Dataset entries
_ _ _ _ _
PR #329, opened 2024-09-19
feat: add asinh function to math.

CusiniM:
Adding hyperbolic sine because it's needed in https://github.com/GEOS-DEV/GEOS/pull/3280

### DIFF
--- a/src/math.hpp
+++ b/src/math.hpp
@@ -1065,6 +1065,36 @@ __half2 log( __half2 const x )
 
 #endif
 
+/**
+ * @return asinh of @p x.
+ * @param x the argument.
+ * @note This set of overloads is valid for any numeric type. If @p x is integral it is converted to @c double
+ *   and the return type is double.
+ */
+LVARRAY_HOST_DEVICE LVARRAY_FORCE_INLINE
+float asinh( float const x )
+{
+#if defined(LVARRAY_DEVICE_COMPILE)
+  return ::asinhf( x );
+#else
+  return std::asinh( x );
+#endif
+}
+
+/// @copydoc asinh( float )
+template< typename T >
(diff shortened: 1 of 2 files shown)


src/math.hpp
```diff
@@ -1065,6 +1065,36 @@ __half2 log( __half2 const x )
...
+double asinh( T const x )
+{
+#if defined(LVARRAY_DEVICE_COMPILE)
+  return ::asinh( double( x ) );
+#else
+  return std::asinh( x );
+#endif
+}
+
+#endif
```
CusiniM:
```suggestion
```

CusiniM:
> Adding hyperbolic sine because it's needed in [GEOS-DEV/GEOS#3280](https://github.com/GEOS-DEV/GEOS/pull/3280)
_ _ _ _ _
ASSIGNED TASK
After reading the entries above, state the number of lines that contain the word "hyperbolic", adding nothing else.

OUTPUT FOR THIS EXERCISE
2